The BARBARA project, supported by the EU’s Bio-Based Industries Joint Undertaking, is developing novel bioplastics from extracts of vegetal residues for use in fused-filament fabrication (FFF), a versatile and widespread 3D printing technology. By enabling multifunctional biomaterials to replace filaments of fossil-derived thermoplastics in manufacturing, the research will not only reduce reliance on fossil fuels, cut carbon emissions and minimise landfill waste but can also stimulate entirely new circular-economy industries.

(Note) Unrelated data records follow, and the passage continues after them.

PR #592, opened 2021-09-28
Add missing dummy constraints in test

ureeves:
Adds missing dummy constraints in test and removes the `#[ignore]` resulting in a passing test.

### DIFF
--- a/src/constraint_system/composer.rs
+++ b/src/constraint_system/composer.rs
@@ -827,12 +827,12 @@ mod tests {
 
     #[allow(unused_variables)]
     #[test]
-    #[ignore]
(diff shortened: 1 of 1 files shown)


src/constraint_system/composer.rs
```diff
@@ -827,12 +827,12 @@ mod tests {
 
     #[allow(unused_variables)]
     #[test]
-    #[ignore]
     /// Tests that an empty circuit proof passes
-    fn test_prove_verify() {
+    fn test_empty_circuit() {
```
vlopes11, line 831: Its not really empty but with dummy constraints. I believe the name should reflect that

Issue #590, opened 2021-09-27
Plonkup - Fix or document ignored tests


vlopes11:
**Describe the bug**
Some of the tests are ignored without a comment explaining why. We should either fix the problems related to these test cases or explicitly document why they should be ignored

**To Reproduce**
N/A

**Expected behaviour**
Every test case should be passing

**Logs/Screenshot**
N/A

**Platform**
N/A

**Additional context**
N/A

ureeves:
Closed by #593

PR #593, opened 2021-09-29
Fix ignored tests

ureeves:
Addresses issue #590

`test_plonkup_proof` was pretty interesting. Firstly `max_degree` and `truncated_degree` were set far too small, secondly the circuits definitions were set differently for the `Prover` and for the `Verifier`.


vlopes11 (approved):
LGTM

PR #601, opened 2021-10-01
Add public unsafe `evaluate_witness()` to the composer

ZER0:
- Add public `duplicate_witness()` to the composer
- Fix benches
- Fix few nits


src/constraint_system/composer.rs
```diff
@@ -128,13 +128,23 @@ impl TurboComposer {
...
+    /// # Safety
+    ///
+    /// Using the allocated scalar of a witness inside a gadget could produce
+    /// an unsound circuit.
+    pub unsafe fn evaluate_witness(&self, witness: &Witness) -> &BlsScalar {
+        &self.witnesses[witness]
+    }
+
+    /// Add a new witness with the same scalar of the given one
+    pub fn duplicate_witness(&mut self, witness: &Witness) -> Witness {
```
vlopes11, line 141: Please, elaborate on why this functionality is needed.

This is not particularly secure because the new witness isn't constrained to the previous one. We often want to avoid at all costs creating new witnesses, and we can do so only if we have a clear constraint that will make that operation safe.

src/circuit.rs
```diff
@@ -301,6 +301,7 @@ where
     }
 
     /// Return the list of public inputs generated by the gadget
+    #[allow(clippy::wrong_self_convention)]
```
vlopes11, line 304: Oh, my bad there. Maybe rename to `to_public_inputs`?

src/constraint_system/composer.rs
```diff
@@ -128,13 +128,23 @@ impl TurboComposer {
...
 
     /// Evaluate the runtime value of a witness
-    #[allow(dead_code)]
-    pub(crate) fn evaluate_witness(&self, witness: &Witness) -> &BlsScalar {
-        &self.witnesses[&witness]
+    ///
+    /// # Safety
+    ///
+    /// Using the allocated scalar of a witness inside a gadget could produce
+    /// an unsound circuit.
```
vlopes11, line 135: I think this could be reformulated.

The problem is that scalar evaluation on gadget construction isn't expected and could lead to different circuit representations for the same code.

If the user calls this function, he should be aware it is to perform operations outside the circuit that have no security value at all.

src/fft/domain.rs
```diff
@@ -406,7 +406,7 @@ mod tests {
 
     #[test]
     fn dusk_bytes_evaluation_domain_serde() {
-        let eval_domain = EvaluationDomain::new(1 << 13 - 1)
+        let eval_domain = EvaluationDomain::new((1 << 13) - 1)
```
vlopes11, line 409: Your change improves the code, but seems it should be `1 << 13`. We expect here a power of 2 and this `- 1` simply doesn't make any sense.

src/fft/polynomial.rs
```diff
@@ -109,7 +109,7 @@ impl Polynomial {
             .map(|(c, p)| p * c)
             .collect();
         let mut sum = BlsScalar::zero();
-        for eval in p_evals.into_iter() {
+        for eval in p_evals {
```
vlopes11, line 112: Maybe we also change to Rust 2021?

vlopes11 (changes requested):
Few nits, but looks good overall

src/constraint_system/composer.rs
ZER0: In zelbet we need to append a new witness based on the value of another witness. One solution is indeed having:
```rust
let w1 = composer.append_witness(unsafe { composer.evaluate_witness(w) });
```

But since we don't actually care about leaking the allocated scalar – we do not perform operation with that, we just care about the witness – having a function that avoid to expose the scalar sounded better.

but we don't actually care what is the allocated scalar.

src/fft/domain.rs
ZER0: We have two issues here then.
1. We should ensure a failure if we do not give a power of two: but the tests are passing.
2. Before it was basically `1 << 12` and the tests were still passing. So either we need `1 << 12` and not `1 << 13`, or our code and tests are wrong.

src/fft/polynomial.rs
ZER0: We should change to the `2021` edition once it its stable, to be on the safe side. I believe it's planned by the end of the month.

In addition, there are still few things in plonkup that are not following the `2018` edition, so we should ensure that first.

src/constraint_system/composer.rs
ZER0: `scalar evaluation on gadget construction isn't expected and could lead to different circuit representations for the same code` to me is having a circuit that is unsound (in the rust terminology). I'm happy to reformulate / adding more information. What about:

```
Witness evaluation inside a gadget isn't expected and could produce an unsound circuit (different circuit representation for the same code).

Calling this function performs operations outside the circuit.
```

If you want to add the part `that have no security value at all` I think we should expand the concept.

Personally I don't think we should mention how to prove and verify here,  because if get to read this comment but you don't know even how to prove and verify in plonk it means you just skipped all the rest of the library / tests.

src/circuit.rs
ZER0: This is a draft PR, I was planning to go over all the `allowing` part – at least for the things introduce in the branch I'm merging  – since there are other issue like that around the code base, and we could have an issue to tackle them all together.

src/constraint_system/composer.rs
vlopes11: Since `duplicate_witness` is also unsafe (e.g. the previous constraints are not applied to the new witness and the circuit will still be valid), the snippet suggestion is a better approach

src/constraint_system/composer.rs
vlopes11: That sounds good

src/fft/domain.rs
ZER0: For the time being I'm going to use directly `1 << 12` as discussed, however we would need to improve the API that takes numbers that needs to be power of two / next power of two.

src/constraint_system/composer.rs
```diff
@@ -994,7 +1001,8 @@ mod tests {
         // So pre-fetch these before calling Prove
         let public_inputs = prover.cs.into_dense_public_inputs();
 
-        (prover.prove(&ck).unwrap(), public_inputs);
+        prover.prove(&ck).unwrap();
+        drop(public_inputs);
```
ureeves, line 1005: `public_inputs` seems to already drop at the end of this scope. Why drop it explicitly?

ureeves (commented):
Just a nit on an explicit drop. Maybe it's necessary.

Issue #589, opened 2021-09-27
Plonkup - Clarify the arity structure for the tables


vlopes11:
**Describe what kind of specification you want to have created**
Currently `plonkup` added `PlonkupTable3Arity` and `PlonkupTable4Arity`. However, the turbo composer is implemented to support only `PlonkupTable4Arity` as in https://github.com/dusk-network/plonk/blob/add_lookups/src/constraint_system/composer.rs#L102

We need:

1) Understand if we have a clear benefit or use case to have multiple arity definitions
2) Generalize the test cases in https://github.com/dusk-network/plonk/blob/add_lookups/src/plonkup/table/lookup_table.rs#L585 to cover every table implementation (currently its covering only `PlonkupTable3Arity`

marta-belles:
Current documentation of `plonkup` contains a section explaining how to handle multiple tables which does not match the current implementation. The document should also be changed according to the code.

PR #619, opened 2021-10-14
Remove `Plonkup3Arity`

ureeves:
As discussed this remove the `Plonkup3Arity` and makes the code use and test only `Plonkup4Arity` now renamed to `LookupTable`.

* Remove `PlonkupTable3Arity`
* Change to use `PlonkupTable4Arity`
* Rename `PlonkupTable4Arity` to `LookupTable`
* Fix tests to work with `LookupTable`
* Remove bigint crate and the usage of `u256` from plonkup 

See also: #589

### DIFF
--- a/src/plonkup.rs
+++ b/src/plonkup.rs
@@ -17,6 +17,6 @@ pub(crate) mod table;
 pub use multiset::MultiSet;
 pub use table::hash_tables::constants;
 pub use table::{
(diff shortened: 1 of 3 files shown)


ureeves:
> Looks good overall but the name `IndexTable` isn't descriptive enough. Any particular reason this isn't named `LookupTable`?

That is a better name 🤦‍♂️. Fixed

PR #625, opened 2021-10-15
Change to use `From<JubJubScalar>` for BlsScalar

ureeves:
Change all conversions to `BlsScalar` from `JubJubScalar` to use the `From`
implementation.

Resolves: #294

### DIFF
--- a/src/constraint_system/ecc/scalar_mul/fixed_base.rs
+++ b/src/constraint_system/ecc/scalar_mul/fixed_base.rs
@@ -175,8 +175,7 @@ mod tests {
                     0, 0, 0, 0, 0, 0, 0, 0, 0, 0, 0, 0, 0, 0, 0, 0, 0, 0, 0, 0,
                     0, 0,
                 ]);
-                let bls_scalar =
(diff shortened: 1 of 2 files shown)


vlopes11:
> Can you think of a situation where they might go wrong?

Nothing can really go wrong there because we are using affine points so worst case scenario we have points that aren't in the curve and this would lead to broken circuits (and this is the expected behavior if the witnesses are invalid).

However, if it was extended, then we need to perform additional checks to prevent `panic`. The `from` API already performs all these checks for us and here we are basically skipping it. In this case, its just a matter of API consistency.

ureeves:
> > Can you think of a situation where they might go wrong?
> 
> Nothing can really go wrong there because we are using affine points so worst case scenario we have points that aren't in the curve and this would lead to broken circuits (and this is the expected behavior if the witnesses are invalid).
> 
> However, if it was extended, then we need to perform additional checks to prevent `panic`. The `from` API already performs all these checks for us and here we are basically skipping it. In this case, its just a matter of API consistency.

I suggest we merge and file an issue about this, since this PR is about conversions between scalars and not affine.

PR #5867, opened 2025-08-29
feat(service): provide options to pass `loadBalancerClass`

ppeble:
## Description

This is a new PR with commits targeting `dev/v4` from https://github.com/emissary-ingress/emissary/pull/5835.

Original description:

In order to use dedicated load balancer controller (in my case, its   [AWS Load Balancer Controller](https://kubernetes-sigs.github.io/aws-load-balancer-controller/v2.12/deploy/configurations/)  which has feature to create network LB and Application LB both. We need to provide `loadBalancerClass` to allow events to be listened by the controller deployed by the operator. Without this flag, default cloud operator picks up the changes and process it to provision cloud resources. 

Submitting this feature request to enable it as part of the emissary charts. 

ref: https://kubernetes.io/docs/concepts/services-networking/service/#load-balancer-class

### DIFF
--- a/charts/emissary-ingress/templates/service.yaml
+++ b/charts/emissary-ingress/templates/service.yaml
@@ -23,6 +23,9 @@ spec:
   {{- if .Values.service.loadBalancerIP }}
   loadBalancerIP: "{{ .Values.service.loadBalancerIP }}"
   {{- end }}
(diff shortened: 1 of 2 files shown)


kflynn (approved):
Ship it! 🙂

PR #5878, opened 2025-11-14
dev/v4: release ci artifacts

the-wondersmith:
PR represents the initial pass at adding a `release` step to the CI workflow that publishes built images and chart artifacts to `ghcr.io` and cuts a tagged GitHub release.


kflynn (approved):
OK, gonna take this one -- we've taken it as far as we can without letting GitHub Actions run it for real. Many many thanks @the-wondersmith! 🙂

PR #4953, opened 2023-04-07
Add loadBalancerSourceRanges to service template in values.yaml

bothra90:
## Description
The service.loadBalancerSourceRanges configuration flag is supported but not documented:
 https://github.com/emissary-ingress/emissary/blob/232a480530bf68d83f4fdabd0f6988da68850843/charts/emissary-ingress/templates/service.yaml#L71

## Testing

A few sentences describing what testing you've done, e.g., manual tests, automated tests, deployed in production, etc.

## Checklist

- [x] **Does my change need to be backported to a previous release?**
 Doesn't need to be backported

- [x] **I made sure to update `CHANGELOG.md`.**
This is just a documentation fix

- [x] **This is unlikely to impact how Ambassador performs at scale.**

- [x] **My change is adequately tested.**

- [x] **I updated `DEVELOPING.md` with any any special dev tricks I had to use to work on this code efficiently.**

- [x] **The changes in this PR have been reviewed for security concerns and adherence to security best practices.**

PR #5888, opened 2025-11-22
chart: add loadBalancerSourceRanges to service template in values.yaml

ppeble:
Copy of https://github.com/emissary-ingress/emissary/pull/4953 that points to our target branch.


ppeble:
Closing, there is no DCO on the original commit so I have to do this myself.

PR #5889, opened 2025-11-22
chart: add loadBalancerSourceRanges to service template in values.yaml

ppeble:
Change matching https://github.com/emissary-ingress/emissary/pull/4953 to target dev/v4 branch.

### DIFF
--- a/charts/emissary-ingress/values.yaml
+++ b/charts/emissary-ingress/values.yaml
@@ -204,6 +204,9 @@ service:
 
   annotations: {}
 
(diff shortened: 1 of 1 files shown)


kflynn (changes requested):
One change to request -- thanks! (I was very surprised to find that the chart honors these already. 🙂)

the-wondersmith (dismissed):

kflynn (approved):
Hit it!  🙂 Thanks @ppeble!

PR #5921, opened 2026-04-01
Set traced ingress listeners to INBOUND

### LINKED ISSUE #5907: Ingress traffic creates CLIENT spans instead of SERVER spans with OpenTelemetry
**Describe the bug**

While reviewing OpenTelemetry tracing behavior across multiple ingress controllers, I noticed that Emissary differs from other Envoy-based ingress controllers in how it models ingress entry spans.

When OpenTelemetry tracing is enabled, Emissary creates CLIENT spans for incoming HTTP requests, whereas other ingress controllers create SERVER root spans for the same traffic.

**To Reproduce**

1. Deploy Emissary `v4.0.0-rc.1` with OpenTelemetry tracing enabled:

```
kind: TracingService
metadata:
  name: otel-tracing
  namespace: emissary
spec:
  service: "otel-collector.opentelemetry.svc.cluster.local:4317"
  driver: opentelemetry
  config:
    service_name: emissary-ingress
```

2. Configure a backend service and Mapping
3. Send HTTP traffic through Emissary
4. Inspect exported OTLP traces

Observed: ingress entry span has span.kind = 3 (CLIENT)
Expected: ingress entry span has span.kind = 2 (SERVER)

**Expected behavior**

Ingress entry-point spans should be modeled as SERVER root spans, consistent with Envoy semantics and with other Envoy-based ingress controllers.

**Versions**

* Emissary: v4.0.0-rc.1
* Kubernetes: kind 

**Additional context**
Comparison with other Envoy-based ingress controllers
* Contour: creates span.kind = 2 (SERVER) 
* kgateway: creates span.kind = 2 (SERVER) 
* Emissary: creates span.kind = 3 (CLIENT)

**Possible cause**
This appears to be related to the traffic direction configured for Envoy listeners when tracing is enabled:

`python/ambassador/envoy/v3/v3listener.py#L572`

```
self.traffic_direction = "OUTBOUND"
```

For ingress listeners, this likely should be `"INBOUND"` so that Envoy emits SERVER spans for incoming requests.

aviralgarg05:
## Description

This change fixes the listener metadata emitted when tracing is enabled on Emissary-managed ingress listeners.

Today, traced HTTP listeners are generated with `traffic_direction: OUTBOUND`. In Envoy, that causes spans created from those listeners to be treated as client-side spans, which is incorrect for ingress traffic. This patch changes traced ingress listeners to use `traffic_direction: INBOUND` instead, so the generated spans reflect the actual role of the listener.

The change is intentionally small and scoped to listener generation. A targeted unit test was added to cover traced listeners explicitly and to guard against this regression going forward.

## Related Issues

- Fixes #5907

## Testing

I verified the change with focused and broader automated test coverage.

Focused validation:
- `uv run --group dev pytest --tb=short python/tests/src/tests/unit/test_listener.py -k traced_listeners_are_inbound`
- Re-ran the targeted tracing listener test after the final cleanup pass

Area validation:
- `uv run --group dev pytest --tb=short python/tests/src/tests/unit/test_listener.py`

Broader regression validation:
- `uv run --group dev pytest --tb=short python/tests/src/tests/unit`

Linting:
- `uv run --group dev ruff check python/ambassador/src/ambassador/envoy/v3/v3listener.py python/tests/src/tests/unit/test_listener.py`
- `make lint`

Note:
- On this workstation, `make lint` needed to be run with a local Python 3.13 shim for the chart-lint step because the pinned `yamale` tool crashes under host Python 3.14. This was only a local verification detail; no repository files were changed to work around it.

## Checklist

  - No backport versions were discussed in the issue thread while preparing this fix.

   This change does not add a feature, change the bundled Envoy version, introduce a deprecation, or create a backward-incompatible behavior change. I did not update `CHANGELOG.md`.

   This only changes the emitted listener `traffic_direction` value for traced ingress listeners. It does not change routing, allocation patterns, concurrency, replica guidance, or request processing cost in the data plane.

   The fix is covered by a new targeted unit test for traced listeners, and the full Python unit test suite was also run to verify the surrounding listener-generation behavior did not regress.

   No reusable project-specific development trick was introduced by this change.

   This change only adjusts listener tracing metadata and adds test coverage. It does not expand privileges, alter authn/authz behavior, or introduce new network-facing configuration surfaces.

### DIFF
--- a/python/ambassador/src/ambassador/envoy/v3/v3listener.py
+++ b/python/ambassador/src/ambassador/envoy/v3/v3listener.py
@@ -588,7 +588,7 @@ class V3Listener:
             base_http_config["generate_request_id"] = True
 
             base_http_config["tracing"] = {}
-            self.traffic_direction = "OUTBOUND"
+            self.traffic_direction = "INBOUND"
 
             custom_tags = self.config.ir.tracing.get("custom_tags", [])
             if custom_tags:
--- a/python/tests/src/tests/unit/test_listener.py
+++ b/python/tests/src/tests/unit/test_listener.py
@@ -10,7 +10,13 @@ from ambassador.config import Config
 from ambassador.envoy import EnvoyConfig
 from ambassador.fetch import ResourceFetcher
 from ambassador.utils import EmptySecretHandler
-from tests.utils import Compile, default_http3_listener_manifest, econf_compile, logger
+from tests.utils import (
+    Compile,
+    default_http3_listener_manifest,
+    default_listener_manifests,
+    econf_compile,
+    logger,
+)
 
 
 def _ensure_alt_svc_header_injected(listener, expectedAltSvc):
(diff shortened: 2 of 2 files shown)


kflynn:
@aviralgarg05 Hey, sorry for the delay here! Can you rebase this back to `main` so we can turn CI loose on it again? Thanks!

PR #5924, opened 2026-04-09
fix: suppress noisy diagnostics UI warnings

### LINKED ISSUE #5923: Gateway API and TLS warnings in diagnostics UI should be configurable or removed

‘Agri-food residues and by-products, not only from crop harvesting but also from the processing and production of commercial food, are a major issue. EU countries produce around 110 million tonnes of animal and vegetal waste each year, while globally 33 to 50% of all food produced is never eaten. To address these challenges, the traditional approach to food production and processing needs to undergo a fundamental transformation,’ says BARBARA coordinator Berta Gonzalvo Bas at AITIIP Centro Tecnológico in Spain.

Part of the solution envisioned by the BARBARA team is to use these renewable but until now unwanted agri-food resources in the preparation of advanced polymer materials for demanding engineering applications, substituting and improving upon unsustainable fossil-based plastics. Whereas most commercial bioplastics in use today, such as plastic bags or other small single-use items, have poor mechanical and thermal properties, the BARBARA researchers are targeting far more robust and high-value applications.